(693b) Modeling Spatial and Temporal Emissions for Animal Farming Using Mechanistic Models

Animal farming is an important sector for economy of several states in USA, however, has high contribution to GHG emissions and waste production as manure. One challenge of tracking emissions from this sector is heterogeneous nature of this sector with varied practices across small scale, large scale and integrated livestock-crop farming. This poses a unique challenge for waste management and also design of waste recycling facilities related to animal farming sector. Hence, there is a need to standardize and automate approach of estimating emissions and waste generation in animal farming sector. We address this challenge using a mechanistic modeling approach for animal growth combined with scaling factors representing scale of operations for farm selected.

We demonstrated here that modeling the production technique of any live animal-based industry is often challenging as the mass transformation process from feed intake to biological body mass growth is very complex. The body mass of animals can vary based on several factors such as quantity and type of nutrient feed, water intake, age, gender, climate and living conditions, etc. To tackle this challenge, we develop a computational model in Python to model the hog farming industry and demonstrated application in Illinois, USA.

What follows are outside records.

PR #5808, opened 2024-06-12
User and Global Default and `is_shared` variable

### LINKED ISSUE #5471: Saved Views: User and Global Defaults

HanlinMiao:
# Closes #5471 
# What's Changed

- [x] Added the ability to set Global and User default saved view.
- [x] Added the ability to set public and private saved view via `is_shared` attribute
- [x] Added tests for the new features
- [x] Updated user guide and documentation for the new features

# Screenshots

Admin Saved View Edit: (Could only set is_global_default)
Screenshot 2024-06-17 at 10 22 22 AM
Users can set a saved view as default from the new dropdown button:
Screenshot 2024-06-17 at 10 23 08 AM
New saved view modal update: (is_shared_checkbox)
Screenshot 2024-06-17 at 10 22 56 AM

# TODO

- [x] Unit, Integration Tests


nautobot/core/templates/generic/object_list.html
```diff
@@ -75,11 +75,17 @@
...
                     <li>
-                        <a href="{% url 'user:savedview_edit' pk=request.GET.saved_view %}{% if request.GET %}?{{ request.GET.urlencode }}{% endif %}">
+                        <a href="{% url 'user:savedview_update_config' pk=request.GET.saved_view %}{% if request.GET %}?{{ request.GET.urlencode }}{% endif %}">
                             <i class="mdi mdi-content-save-outline text-muted" aria-hidden="true"></i>
                             <span>Update Current Saved View</span>
                         </a>
                     </li>
+                    <li>
+                        <a href="{% url 'user:savedview_set_default' pk=request.GET.saved_view %}{% if request.GET %}?{{ request.GET.urlencode }}{% endif %}">
+                            <i class="mdi mdi-view-compact text-muted" aria-hidden="true"></i>
```
glennmatthews, line 85: Maybe `mdi-star` or `mdi-heart` as an icon here?

nautobot/core/templates/utilities/templatetags/saved_view_modal.html
```diff
@@ -19,6 +19,8 @@ <h4 class="modal-title">New Saved View</h4>
                                 <pre><code class="language-json" style="background-color: #F2F2F2;">{{ param_dict }}</code></pre>
                             </div>
                         </div>
+                        {% render_field form.is_global_default %}
```
glennmatthews, line 22: Remove?

nautobot/core/views/generic.py
```diff
@@ -197,10 +200,39 @@ def get(self, request):
...
+            if not isinstance(user, AnonymousUser):
+                user_default_saved_view_pk = user.config_data.get("saved_views", {}).get(view_name, None)
+                if user_default_saved_view_pk is not None and not request.GET.get("saved_view"):
+                    try:
+                        SavedView.objects.get(pk=user_default_saved_view_pk)
+                        sv_url = reverse("users:savedview", kwargs={"pk": user_default_saved_view_pk})
+                        return redirect(sv_url)
+                    except ObjectDoesNotExist:
+                        # Saved view was deleted
+                        pass
```
glennmatthews, line 225: Should we clear the config_data entry in this case?

Same question on the equivalent UIViewSet code.

nautobot/core/views/generic.py
```diff
@@ -197,10 +200,39 @@ def get(self, request):
...
+        if not clear_view:
+            # Check if there is a default for this view for this specific user
+            app_label, model_name = model._meta.label.split(".")
+            view_name = f"{app_label}:{model_name.lower()}_list"
+
+            if not isinstance(user, AnonymousUser):
+                user_default_saved_view_pk = user.config_data.get("saved_views", {}).get(view_name, None)
+                if user_default_saved_view_pk is not None and not request.GET.get("saved_view"):
+                    try:
+                        SavedView.objects.get(pk=user_default_saved_view_pk)
```
glennmatthews, line 220: Should we enforce that either `user=user` or `is_shared=True` on this `get()`? So that a user can't have a default saved view that belongs to another user and isn't shared?

Same question on the equivalent UIViewSet code.

nautobot/core/views/generic.py
```diff
@@ -197,10 +200,39 @@ def get(self, request):
...
+                        pass
+
+            # Check if there is a global default for this view
+            global_saved_view = None
+            try:
+                global_saved_view = SavedView.objects.get(view=view_name, is_global_default=True)
+            except ObjectDoesNotExist:
+                pass
+
+            if global_saved_view is not None and not request.GET.get("saved_view"):
```
glennmatthews, line 234: If an explicit `saved_view` was specified, we should be able to skip all of the above lookups - no need to look for a user default view or a global default view...?

Same comment on the UIViewSet code.

nautobot/users/models.py
```diff
@@ -326,3 +328,12 @@ class Meta:
 
     def __str__(self):
         return f"{self.owner.username} - {self.view} - {self.name}"
+
+    def clean(self):
+        super().clean()
+
+        # If this SavedView is set to a global default, all other saved views related to this view name should not be the global default.
+        if self.is_global_default:
+            SavedView.objects.filter(view=self.view).exclude(pk=self.pk).update(is_global_default=False)
```
glennmatthews, line 337: Perhaps:

```suggestion
            SavedView.objects.filter(view=self.view, is_global_default=True).exclude(pk=self.pk).update(is_global_default=False)
```

nautobot/users/models.py
```diff
@@ -326,3 +328,12 @@ class Meta:
...
+            # If the view is set to Global default, is_shared should be true regardless
+            self.is_shared = True
```
glennmatthews, line 339: This feels like it belongs in `save()` rather than `clean()` to me since it has side effects.

nautobot/users/tests/test_models.py
```diff
@@ -14,6 +14,19 @@ def setUp(self):
...
+
+    def setUp(self):
+        self.user = User.objects.create_user(username="Saved View test user")
+        self.sv = SavedView.objects.create(name="Saved View", owner=self.user, view="dcim:location_list")
+
+    def test_is_global_default_saved_view_is_shared_automatically(self):
+        self.sv.is_global_default = True
+        self.sv.save()
+        self.assertEqual(self.sv.is_shared, True)
+
```
glennmatthews, line 28: Would be good to have a test case for:
- setting one saved-view as global default unsets the is_global_default flag on an existing default for the same view
- multiple saved-views for *different* views can all have `is_global_default` set.

nautobot/users/tests/test_views.py
```diff
@@ -354,3 +354,99 @@ def test_create_saved_view(self):
...
+            owner=self.user,
+            view=view_name,
+            is_shared=True,
+            is_global_default=True,
+        )
+        sv = SavedView.objects.create(
+            name="User Location Default View",
+            owner=self.user,
+            view=view_name,
+            is_shared=True,
```
glennmatthews, line 414: unnecessary?

nautobot/users/tests/test_views.py
```diff
@@ -354,3 +354,99 @@ def test_create_saved_view(self):
...
+        )
+        self.user.config_data["saved_views"] = {}
+        self.user.config_data["saved_views"][view_name] = sv.pk
```
glennmatthews, line 417: do you need to call `self.user.save()`?

nautobot/users/tests/test_views.py
```diff
@@ -354,3 +354,99 @@ def test_create_saved_view(self):
...
+        response = self.client.get(reverse(view_name), follow=True)
+        # Assert that Location List View got redirected to Saved View set as user default
+        self.assertHttpStatus(response, 200)
+        response_body = extract_page_body(response.content.decode(response.charset))
+        self.assertIn(
+            "User Location Default View",
+            response_body,
+            msg=response_body,
+        )
```
glennmatthews, line 426: Wonder if this is having a false positive from the presence of the view in the "Saved Views" menu. Might need to use a more specific `assertInHTML` call to check for it in the `<h1>` containing the page title?

Same concern about the two tests above, actually.

nautobot/users/views.py
```diff
@@ -242,17 +243,34 @@ class SavedViewUIViewSet(
...
+    form_class = SavedViewForm
     filterset_class = SavedViewFilterSet
     serializer_class = SavedViewSerializer
     table_class = SavedViewTable
     action_buttons = ("export",)
 
+    def alter_queryset(self, request):
+        """
+        Two scenarios we need to handle here:
+        1. User can view all saved views with users.view_savedview permission.
```
glennmatthews, line 255: Wonder if we should still enforce object permissions on `view_savedview`, i.e. admin A can view saved views belonging to users in group A, but not saved views for users in group B?

nautobot/core/views/mixins.py
```diff
@@ -750,6 +777,18 @@ class ObjectEditViewMixin(NautobotViewSetMixin, mixins.CreateModelMixin, mixins.
...
+        """
+        Context variables for this extra message.
+        """
+        return {}
+
+    def extra_message(self, **kwargs):
+        """
+        Append extra message at the end of create or update success message.
+        """
+        return ""
```
glennmatthews, line 790: Why not just make another separate call to `messages.success()`?

nautobot/users/views.py
```diff
@@ -266,6 +284,25 @@ def dispatch(self, request, *args, **kwargs):
...
+        """
+        return {"new_global_default_view": obj}
+
+    def extra_message(self, **kwargs):
+        new_global_default_view = kwargs.get("new_global_default_view")
+        view_name = new_global_default_view.view
+        message = ""
+        if new_global_default_view.is_global_default:
+            message += f"<br>The global default saved View for '{view_name}' is set to <a href='{new_global_default_view.get_absolute_url()}'>{new_global_default_view.name}</a>."
+        return message
```
glennmatthews, line 299: Is this redundant with lines 466-474 below? If not, why not?

nautobot/core/views/generic.py
HanlinMiao: Sorry if I am not understanding this correctly. The second part of the if statement `not request.GET.get("saved_view")` is basically acting as you said skipping the check if there is a saved view specified.

nautobot/core/views/generic.py
HanlinMiao: It shouldn't really matter but we can clear it just in case.

nautobot/core/views/generic.py
glennmatthews: Sorry - my point was that it's a waste of time to look up the user default and global default saved views if we can know in advance that we don't need them. So something like:

```
if not request.GET.get("saved_view"):
    # look for user default view if any, and apply it if found
    # else look for global default view if any, and apply it if found
```

would be more efficient and possibly cleaner as well.

nautobot/users/tests/test_views.py
HanlinMiao: I changed those tests to check `<strong>User Location Default View</strong>` since the save view name will only be bolded if the saved view is selected.

nautobot/core/views/generic.py
```diff
@@ -197,10 +200,40 @@ def get(self, request):
         content_type = ContentType.objects.get_for_model(model)
 
         filter_params = request.GET
+        user = request.user
         display_filter_params = []
         dynamic_filter_form = None
         filter_form = None
         hide_hierarchy_ui = False
+        clear_view = filter_params.get("clear_view", False)
```
gsnider2195, line 208:
```suggestion
        clear_view = request.GET.get("clear_view", False)
```

nautobot/core/views/mixins.py
```diff
@@ -688,13 +690,43 @@ def list(self, request, *args, **kwargs):
...
+
+            # Check if there is a global default for this view
+            global_saved_view = None
+            try:
+                global_saved_view = SavedView.objects.get(view=view_name, is_global_default=True)
+            except ObjectDoesNotExist:
+                pass
+
+            if global_saved_view is not None:
+                return redirect(reverse("users:savedview", kwargs={"pk": global_saved_view.pk}))
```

The model uses different biomass growth equations for different hog age groups. The nutrient and water intake data were obtained from the United States Department of Agriculture (USDA) databases. The environmental impacts of the hog farming in Illinois were also quantified by integrating environmental impact assessment equations. Formulas derived by The Livestock Environmental Assessment and Performance (LEAP) program of the United Nation’s Food and Agriculture Organization were used to calculate the methane emissions of the farm using dynamics of animal growth. The model assumes that the hog farm uses a deep pit manure management system and the pit system collects 100% of the manure, therefore 100% of manure produced is treated by the system. The percentage of volatile solids was assumed to be 75.7% based on literature search. Further, we identify the location of animal farms modeled to show spatial and temporal variation of emissions as geospatial data.